MR. HALPERIN:  It is a speech that the Secretary of State makes every time she speaks and it is one that we agree with.

QUESTION (Jim Crusal):  I have just returned to the U.S. after being Director General of the International Organization for Migration.  I want to get back to the point of poverty.  While in Geneva I had a chance to participate in the global conferences dealing with human rights and environment and sustainable development.  And we always split, the rich guys and the poor guys or north to south, whatever you want to call it.  They call it  “development” but it could be called “poverty.”

But it does seem to me that over recent times two movements have come together, democratization and globalization.  And it seemed to me that there are new opportunities and governments all over the world that are going to want to participate.  But does that not provide a bit of a solution?  I would hope that those would come together at this conference.  It is clear that the question of the economic performance of democratic countries is a central issue that we all have to deal with.

VOICE:  I had a chance to talk to bankers at J.P. Morgan yesterday about investment in Latin America.  One of the striking things about Latin America is how little private equity has flowed into the region from major investors in the world.  And the reason that so little has flowed in is the track record.  The return of foreign private equity in Latin America over the last 20 years is very small.  And the reason is corruption.

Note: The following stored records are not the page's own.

PR #11242, opened 2015-05-12
NTuples made me sad (so I nixed them)

timholy:
This rabbit hole turned out to be a giant dungeon, ~~instead, and I haven't yet found the exit. I think I'm very close, but I've spent far too much time on this and I'm beginning to run out of ideas and energy.~~, but yay, I found the exit.

This is the latest attempt at `NTuple{N,T} -> Tuple{Vararg{T,N}}`, aka #10911, #10691. Julia builds and passes ~~many~~ all tests, ~~but borks on some (e.g., `subarray`). The current problem seems to be that a `VarState(Tuple{_<:Vararg{T,N}},false)` gets injected somewhere (leading ultimately to an attempted `Tuple{Vararg, ASCIIString}` and `Vararg type in non-final position` error). It's probably a 3-line fix, but I have not yet succeeded in finding the correct 3 lines (inference.jl is difficult for not-Jeff to hack on).~~

~~This still contains~~The intermediate commits contain a lot of debugging code that ~~will eventually be~~ was deleted in the later commits. In the end, the way I got this ~~far~~to work was to write new versions of `jl_intersect_type`, `jl_subtype_le`, `type_morespecific`, and `type_match_`, which (1) called the old algorithm and stored the result, then (2) translated NTuples on-the-fly and then called the new algorithm with the translated arguments, and (3) printed some output if the two disagreed. ~~This branch is partway through the deletion of all that debugging code; before completing the migration I'd love to figure out where the problem is.~~

It turns out that we have enough differences in how `NTuple`s and `Tuple{Vararg}`s behave that some disagreements are unavoidable; one of the best things about this, presumably, is that such differences will go away. I even went to the trouble to catalog the differences; in the "best" column I use "N" to indicate that I think the new algorithm yields the most sensible result, and "O" to indicate the old algorithm. Only two of those four algorithms had differences, of which representative examples are:

`jl_intersect_type`:
none (as measured by a <: b && b <: a)

`jl_subtype_le`:

| a | b | ta | invariant | old result | new result | best |
| --- | --- | --- | --- | --- | --- | --- |
| `_<:Tuple` | `Tuple` | 0 | 0 | 0 | 1 | N |
| `_<:Tuple{_<:Vararg{T<:Any, N<:Any}}` | `Tuple{Vararg{#T<:Any, N<:Any}}` | 0 | 0 | 0 | 1 | N? |
[...]

PR #35298, opened 2020-03-29
Fix offset when widening collections

timholy:
The final argument of `copyto!` is a count; subtracting 1 from the current index works only if indexing starts at 1. This also explicitly uses `LinearIndices` just as occurs in [upstream callers](https://github.com/JuliaLang/julia/blob/b637cb786a644979f6ad2752e11206d08c8ce683/base/array.jl#L686).

### DIFF
--- a/base/array.jl
+++ b/base/array.jl
@@ -696,7 +696,8 @@ end
 function setindex_widen_up_to(dest::AbstractArray{T}, el, i) where T
     @_inline_meta
     new = similar(dest, promote_typejoin(T, typeof(el)))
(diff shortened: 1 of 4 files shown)


timholy:
It should be noted that the destination array typically supports linear indexing, and so none of our current tests check this code for `IndexCartesian` destination types. Consequently, I decided to move the `TSlow` type from `test/abstractarray.jl` to `test/testhelpers/` so that it can be reused. It also seemed to be an opportune moment to update it given the merging of #11242. A trip down memory lane with @mbauman :smile:.

JeffBezanson (approved):

Issue #35217, opened 2020-03-22
Intermittent failure in loading test


Keno:
As previously discussed in #35183, we have an intermittent failure in loading.
Over the past few days I've run this test continuously on around 20 cores and
observe about a 0.5% failure rate. I tried reproducing it with just the random seed,
but that was unsuccessful. Finally, I simply serialized out the inputs to the test_find
function, which yielded a successful reproducer of the issue. The reproducer is as follows:

```
julia> roots
Dict{String,PkgId} with 3 entries:
  "B" => B [top-level]
  "A" => A [75d55ab9-8b58-4b6e-8ad9-7fc54a3c81d3]
  "C" => C [fa81875a-839c-476c-9a9a-63af890e68cb]

julia> show(IOContext(stdout, :verbose=>true, :compact=>false), graph)
Dict{PkgId,Dict{String,PkgId}}(A [75d55ab9-8b58-4b6e-8ad9-7fc54a3c81d3] => Dict("A" => A [75d55ab9-8b58-4b6e-8ad9-7fc54a3c81d3],"C" => C [fa81875a-839c-476c-9a9a-63af890e68cb]),C [fa81875a-839c-476c-9a9a-63af890e68cb] => Dict("C" => C [fa81875a-839c-476c-9a9a-63af890e68cb]))

julia> paths
Dict{PkgId,Union{Nothing, String}} with 3 entries:
  B [top-level]                            => "/tmp/jl_FyNXyg/B/src/B.jl"
  A [75d55ab9-8b58-4b6e-8ad9-7fc54a3c81d3] => "/tmp/jl_FyNXyg/A/src/A.jl"
  C [fa81875a-839c-476c-9a9a-63af890e68cb] => "/tmp/jl_FyNXyg/C/src/C.jl"

julia> push!(empty!(Base.LOAD_PATH), "/tmp/jl_FyNXyg"))

julia> test_find(roots, graph, paths)
Test Failed at REPL[16]:10
  Expression: id == get(roots, name, nothing)
   Evaluated: A [f2499fa5-f4f5-5ad4-85f6-2621ce3bb437] == A [75d55ab9-8b58-4b6e-8ad9-7fc54a3c81d3]
ERROR: There was an error during testing

julia> Base.dummy_uuid("/tmp/jl_FyNXyg/A/Project.toml")
UUID("f2499fa5-f4f5-5ad4-85f6-2621ce3bb437")
```
Both A and C have a project file, both are empty, B does not have a project file.

[...]

PR #35303, opened 2020-03-30
In open(f, ...), call flush before calling `close`

Keno:
In #35217, I noticed that if we call `close` on an IOStream, but the device
that has the underlying file is full, we silently truncate the file without
error. To remidy that, introduce an explicit flush call before closing the
file. This should either succeed and reflect the changes on disk, or fail
and throw an appropriate error.

### DIFF
--- a/base/io.jl
+++ b/base/io.jl
@@ -296,6 +296,7 @@ function open(f::Function, args...; kwargs...)
     io = open(args...; kwargs...)
     try
         f(io)
+        flush(io)
     finally
         close(io)
     end
--- a/base/io.jl
+++ b/base/io.jl
@@ -295,8 +295,9 @@ julia> rm("myfile.txt")
 function open(f::Function, args...; kwargs...)
     io = open(args...; kwargs...)
     try
-        f(io)
+        v = f(io)
         flush(io)
+        return v
     finally
         close(io)
     end


StefanKarpinski (approved):
👍

KristofferC:
[just stating the obvious, all CI failed because of errors in package loading]

StefanKarpinski:
While this is a good idea and should work, I fear that there are many kinds of IO objects where this will not work. I've seen it break things before. In general, I fear we seem to be in a state where the whole flush/close dance is very, very brittle.

vtjnash (approved):
@StefanKarpinski This change should be fine. It's just implicit-return that got broken by mistake.

vtjnash (changes requested):
```julia
julia> open("VERSION") do f; close(f); flush(f); end

julia> open(`cat`, "w") do f; close(f); flush(f); end
ERROR: IOError: stream is closed or unusable
```

^ Do we have any tests like these?

StefanKarpinski:
If it works on all built-in IO types, I'll be happy (a little surprised, but happy), but I've definitely seen external IO types that would break with this change, e.g. TranscodingStreams.

JeffBezanson:
I'm also fine with this in theory but I'm worried about breakage. Why not add a call to `flush` in `close(::IOStream)` instead?

JeffBezanson:
Ah, in fact ios_close already calls ios_flush internally, it just doesn't report the error.

Keno:
> Ah, in fact ios_close already calls ios_flush internally, it just doesn't report the error.

Right, so the question is should close throw an error instead. And when we talked about it, the sense was that `close` should not error, which is why I'm proposing this instead.

The point is at some point, we should throw an error here, because otherwise subsequent code assumes that the file operation was complete, which may not be the case.

JeffBezanson:
It seems strange to me to only throw the error if you use the `open(::Function,...)` form. It also conflicts with having a more general `with`-style construct --- is the destructor/finalizer for a file `close`, or `flush` plus `close`? What do other systems do in this situation?

Keno:
`fclose` returns an error code, but not sure if anybody ever checks it.

JeffBezanson:
`close` methods in Java and Python throw errors in this kind of situation, so I think it would be simpler and more consistent to propagate the error from the existing `flush` call inside `close`.

StefanKarpinski:
Agree. If write stuff and close a file and it didn't get successfully written to the file, I want an error.

JeffBezanson:
If `flush` fails inside close, should we continue closing the file anyway, or leave the file open? My gut reaction is that it's more predictable to close it no matter what, but that does mean you could lose buffered data.

StefanKarpinski:
Agree: close is better. If there's an error, you can't really assume the resulting file is in any kind of recoverable state anyway.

So we ought to see this challenge of democracy and democratization and getting rid of poverty as allies, as the same challenge.  And getting these bums out, these corrupt dictators who have 18 Rolls Royces or whatever, that's the way to do it.

MR. BARBER:  ( Washington Times).  I have been to many countries, such as Nigeria, where attempts are made to introduce democracy into a system which is fundamentally non-democratic and based on power relations: whoever is in power from the village on up to the top is beyond questioning.  And I am just wondering, we live in a system—perhaps if we take it back to the Magna Carta—that took 800 years to develop.  How is it possible to take countries such as Nigeria or other newly independent states and just hand them our Constitution and say, “Copy this and act like this."

Whereas, the whole basis of democracy in this country is we are protected by a system of laws.  Those protections do not exist in places that you are talking about.  Can you introduce this from the top down?  Our democracy comes from the bottom up.

MR. SOLOMON:  The answer to that is in the history of the last 20 years.  As an example, Taiwan was ruled by a Leninist party.  Within the space of a few  years, they have transformed themselves into a democracy.  Same thing for South Korea, which had a well-established history of military rule.  So the argument that it will take generations breaks down.

We are clearly in a time where the international community is inclined to take that next step, which is why notions of sovereignty are being transformed so dramatically.  And institutionalizing these processes in a more overt, regularized way can be one of the exciting possibilities of this time in history.

There is evidence for many countries including Mali that it is corrupt dictators that stand in the way of people's desire for democracy.  And democracy is resisted from the top.  It is not imposed from the top.  If you have leaders that respect those values, we have seen throughout the world in different societies and different cultures that democracy is not a western invention that we are imposing on other people.  It is something that people everywhere want.

VOICE:  Thank you very much.  I think that is an excellent closing statement.  And I want to join everyone here in thanking this excellent panel that we have all been listening to.